_ASSIGNMENT_:
Set the data down once more, exactly as it is written.

_Dataset entries_:
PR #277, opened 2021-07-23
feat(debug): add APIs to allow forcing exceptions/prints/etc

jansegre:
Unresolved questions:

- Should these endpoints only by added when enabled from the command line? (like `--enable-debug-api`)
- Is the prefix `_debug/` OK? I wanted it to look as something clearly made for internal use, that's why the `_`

_RESPONSE FOR THIS EXERCISE_:
PR #277, opened 2021-07-23
feat(debug): add APIs to allow forcing exceptions/prints/etc

jansegre:
Unresolved questions:

- Should these endpoints only by added when enabled from the command line? (like `--enable-debug-api`)
- Is the prefix `_debug/` OK? I wanted it to look as something clearly made for internal use, that's why the `_`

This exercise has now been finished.